' ' Cinema Romantico: Roll Red Roll

Tuesday, July 30, 2019

Roll Red Roll

Nancy Schwartzman’s documentary “Roll Red Roll” takes its name from the chant for the Steubenville, Ohio high school football team, which was at the center of the 2012 Steubenville, Ohio rape case, two of its players standing trial for the assault of an unnamed Jane Doe and eventually sentenced to juvenile prison. Her film opens with stomach-churning audio excerpts of cell phone recordings from the night in question of boys who witnessed or heard second-hand about the terrible act, as well as images of text messages, including one to Jane Doe, superimposed on the screen over shots of a mostly sleepy Steubenville main street. It’s an effective device, evoking not so much a peek behind the curtain but a full-fledged dredging up of the rot masked by ostensible small-town values, the kind often referenced to shield precisely what this court case so nauseatingly uncovered. If Jane Doe remaining as such in the documentary is a legal matter, it’s also aesthetically right. It’s about her, of course, but also about rape culture and how if it remains unchallenged it merely festers. A Steubenville local wonders, after protests erupt in their small downtown, how this could happen to their town, and “Roll Red Roll” answers that it’s been happening, that’s been there all along.


Text messages and cellphone recordings, as well as Tweets, are not just an aesthetic device, however. They prove to be a backbone of evidence. If a Steubenville football player says one thing, he is later summoned again to police headquarters and told in no uncertain terms that they know about the pictures he has of the accuser on his phone. Tweets, meanwhile, show that while people claimed to have no knowledge of a rape having taken place, that, in fact, they did, using that exact language, and often in harsh, sickening language. Much of this information was first uncovered by a crime blogger, Alexandria Goddiard, who combed through social media to find various posts on different platforms by Steubenville football players and students and pieced together the timeline of the night in question. Local detectives, led by J.P. Rigaud, who is interviewed throughout, reached the same conclusion, though whether these dueling amateur and professional investigations ever truly intertwined unfortunately remains unclear.

In this way, social media emerges as something almost akin to an inadvertently willful surveillance state, kids both knowingly and unknowingly documenting their every move and thought not so much for posterity’s sake as potential evidence. The ethical implications of Goddiard uploading this information to the Internet, and subsequently drawing the attention of the hacker group Anonymous which leaked a video that stamped a face to rape culture, are mostly glossed over in “Roll Red Roll’s” refusal to editorialize, leaving it all to feel as a natural consequence of the digital world in which teenagers immerse themselves. But even if you think the kids who were not present or not directly involved did not deserve public scrutiny, this footage is revealing nonetheless, evidence of the chickens coming home to roost, a cautionary tale you can virtually feel passing right by viewers even as they watch it.

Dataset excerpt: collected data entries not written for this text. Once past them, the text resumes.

PR #1668, opened 2019-01-16
change setTypeType to virtual to allow override.

hanw:
Otherwise, when method in derived class calls setTypeType, the setTypeType
method will create an instance of the base class TypeInference and apply it.

### DIFF
--- a/frontends/p4/typeChecking/typeChecker.h
+++ b/frontends/p4/typeChecking/typeChecker.h
@@ -159,7 +159,7 @@ class TypeInference : public Transform {
     static constexpr bool forbidPackages = true;
     bool checkParameters(const IR::ParameterList* paramList,
                          bool forbidModules = false, bool forbidPackage = false) const;
-    const IR::Type* setTypeType(const IR::Type* type, bool learn = true);
+    virtual const IR::Type* setTypeType(const IR::Type* type, bool learn = true);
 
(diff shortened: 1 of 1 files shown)


frontends/p4/typeChecking/typeChecker.h
```diff
@@ -159,7 +159,7 @@ class TypeInference : public Transform {
     static constexpr bool forbidPackages = true;
     bool checkParameters(const IR::ParameterList* paramList,
                          bool forbidModules = false, bool forbidPackage = false) const;
-    const IR::Type* setTypeType(const IR::Type* type, bool learn = true);
+    virtual const IR::Type* setTypeType(const IR::Type* type, bool learn = true);
```
mbudiu-vmw: it's strange that you need to override this.

hanw: It's because this line. https://github.com/p4lang/p4c/blob/master/frontends/p4/typeChecking/typeChecker.cpp#L1056
It creates an instance of the base class, not the derived class.

mbudiu-vmw:
This happens in several other places.
I don't know how easy it would be to create a clone method for the visitor, but that's what's really needed.

hanw:
@ChrisDodd ?

hanw:
I am going to merge this for now. Will talk to Chris to see if there is a better solution.

PR #1673, opened 2019-01-16
improved strength reduction pass

hanw:


testdata/p4_16_samples_outputs/strength4-first.p4
```diff
@@ -0,0 +1,55 @@
...
+}
+
+control ingress_impl(inout headers_t hdr, inout local_metadata_t local_metadata, inout standard_metadata_t standard_metadata) {
+    apply {
+    }
+}
+
+control egress_impl(inout headers_t hdr, inout local_metadata_t local_metadata, inout standard_metadata_t standard_metadata) {
+    apply {
+        local_metadata.m16 = (16w0 ++ local_metadata.f16)[14:0] ++ 1w0;
```
mbudiu-vmw: this seems sub-optimal, you should be able to drop the concat altogether

hanw: it is simplified in testdata/p4_16_samples_outputs/strength4-midend.p4

frontends/p4/strengthReduction.cpp
```diff
@@ -276,7 +276,13 @@ const IR::Node* DoStrengthReduction::postorder(IR::Slice* expr) {
         if (lo + shift_amt >= 0 && hi + shift_amt < shift_of->type->width_bits()) {
             expr->e0 = shift_of;
             expr->e1 = new IR::Constant(hi + shift_amt);
-            expr->e2 = new IR::Constant(lo + shift_amt); } }
+            expr->e2 = new IR::Constant(lo + shift_amt); }
```
mbudiu-vmw: is this only done when types are unsigned?
does this work for signed values?

mbudiu-vmw: maybe you can add a test for signed values too

hanw: It does not work for signed value. How do we represent the result of strenght-reducing right shift on a signed value in P4.

for instance. 
```
(local_meta.s16 >> 1)[15:0]
```
How do we know if which of the following expression is correct if we do not know the value of the signed bit?
```
1s0 ++ local_meta.s16[15:1]
```
or 
```
1s1 ++ local_meta.s16[15:1]
```

mbudiu-vmw: Yes, but you are not checking that the types are unsigned.
You may be applying this for signed values too.

hanw: I have added a test showing strength reduction on shift does nothing to signed values.

testdata/p4_16_samples_outputs/strength4-first.p4
ChrisDodd: I guess because the midend runs StrengthReduction again?  So if we had a recursive call here, it would get simplified in the frontend...

frontends/p4/strengthReduction.cpp
```diff
@@ -271,12 +271,22 @@ const IR::Node* DoStrengthReduction::postorder(IR::Slice* expr) {
...
         int lo = expr->getL();
         if (lo + shift_amt >= 0 && hi + shift_amt < shift_of->type->width_bits()) {
             expr->e0 = shift_of;
             expr->e1 = new IR::Constant(hi + shift_amt);
-            expr->e2 = new IR::Constant(lo + shift_amt); } }
+            expr->e2 = new IR::Constant(lo + shift_amt); }
+        if (lo + shift_amt < 0) {
+            expr->e0 = shift_of;
+            expr->e1 = new IR::Constant(hi + shift_amt);
+            expr->e2 = new IR::Constant(0);
```
ChrisDodd: maybe should call `expr = postorder(expr);` here to recursively deal with anything nested in the expresion?  Or perhaps not worth it for such an obscure case.

PR #1674, opened 2019-01-16
add a simple stf to test current status with psa

hanw:
currently fails due to lack of support for nested struct in p4c-bm2-psa backend.


mbudiu-vmw:
@hanw : we now have a few tests with psa that are running, AFAICT, so perhaps you want to close this PR?

PR #1675, opened 2019-01-16
Add p4info files as reference outputs

mbudiu-vmw:


frontends/p4/typeChecking/typeChecker.cpp
```diff
@@ -118,8 +118,8 @@ const IR::Type* TypeInference::cloneWithFreshTypeVariables(const IR::IMayBeGener
 }
 
 TypeInference::TypeInference(ReferenceMap* refMap, TypeMap* typeMap, bool readOnly) :
-        refMap(refMap), typeMap(typeMap), readOnly(readOnly),
-        initialNode(nullptr) {
+        refMap(refMap), typeMap(typeMap),
+        initialNode(nullptr), readOnly(readOnly) {
```
mbudiu-vmw: this is cleaning up a warning introduced in a recent commit by @hanw

hesingh:
@mbudiu-vmw Can you also please change this code in typeChecker.cpp for checkEmitType() to change the 'continue;' to a BUG like you told me in our code in the same file in a  review.  thanks.

```
if (type->is<IR::Type_Struct>()) {
        for (auto f : type->to<IR::Type_Struct>()->fields) {
            auto ftype = typeMap->getType(f);
            if (ftype == nullptr)
                continue;
            checkEmitType(emit, ftype);
        }
        return;
    }
```

mbudiu-vmw:
@hesingh : your request does not seem to have anything to do with the issue that we are attempting to solve here.

hesingh:
> @hesingh : your request does not seem to have anything to do with the issue that we are attempting to solve here.

I thought since you were making another change in the same .cpp file, one could make another change.  However, it's fine to keep this change out of this PR and use another PR to make the change.  thanks.

antoninbas:
I just realized that the p4Runtime serializer doesn't really sort the objects (e.g. tables) in any specific order. But it seems that Travis passed, so hopefully the order is relatively stable (because the IR is traversed deterministically?).

mbudiu-vmw:
The IR traversal is deterministic. We tried to make the entire compiler deterministic.

antoninbas:
I'm just hoping that most changes to the compiler (e.g. new transform visitor) will not cause all the P4Info files to be changed. If I add a transform pass, it creates new instances of the IR nodes, which may impact the ordering in the IR data structures (e.g. IndexedVector), which may impact P4Info generation. How are objects sorted in the IR data structures?

antoninbas:
NVM, IndexedVector was a bad example since it is ordered based on the name...

jnfoster:
Nice.

PR #1676, opened 2019-01-17
Validate headers type for v1model

### LINKED ISSUE #1672: bmv2 backend fails header generation sometimes
Please use the p4c in the URL below which is being used as a repo for PR to add boolean to P4 header.

https://github.com/hesingh/p4c-1

Use the test in testdata/p4_16_sample/header-bool-bmv2.p4.  Run the test as shown below and see the error where the arrow is "<===".  The error is from P4Objects.cpp in the behavioral model which fails to find the hdr or h in the output json. 

```
hemant@ubuntu:~/p4c-1/build$ bmv2/testdata/p4_16_samples/header-bool-bmv2.p4.test -b -v
Writing temporary files into  ./tmp9tR5ek
Executing  ./p4c-bm2-ss -o bmv2/testdata/p4_16_samples/header-bool-bmv2.json /home/hemant/p4c-1/testdata/p4_16_samples/header-bool-bmv2.p4
Exit code  0
Check for  /home/hemant/p4c-1/testdata/p4_16_samples/header-bool-bmv2.stf
Running model
Running /home/hemant/behavioral-model/targets/simple_switch/simple_switch --log-file switch.log --log-flush --use-files 0 --thrift-port 9124 --device-id 34 ../bmv2/testdata/p4_16_samples/header-bool-bmv2.json
Invalid reference to object of type 'header' with name 'h' <===
Running /home/hemant/behavioral-model/targets/simple_switch/simple_switch_CLI --thrift-port 9124
STF Command: 
Could not connect to thrift client on port 9124
Exception  [Errno 3] No such process
hemant@ubuntu:~/p4c-1/build$ 

```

If the un-accused males come across cruelly blithe in the digital evidence that Schwartzmann submits, one of the kids assumes an entirely different air in front of Rigaud, as seen in interrogation room footage, where the high camera placement evokes God’s eye, from whom nothing escapes. This teen’s suddenly meek tune is difficult not to compare and contrast with the footage of his team’s football coach – Reno Saccoccia – in his own interview with Riguad. Here you can virtually see where the behavior of a patriarchal forebearer trickles down to those he is charged with overseeing, initiating a vicious cycle in which everyone remains trapped, unable to escape from absent reflection, the kind that seems impossible in a place programmed to circle the wagons in the face of the slightest question and then close down once it’s been asked.

Near the beginning, we hear audio of a local radio D.J. issuing the sort of victim-blaming heard the world over. Much later, after the truth has emerged and been born out by the facts, he says he just wants it to go away, as despressing an evocation as you will find of the longstanding belief that if we simply close our eyes, rape culture will disappear.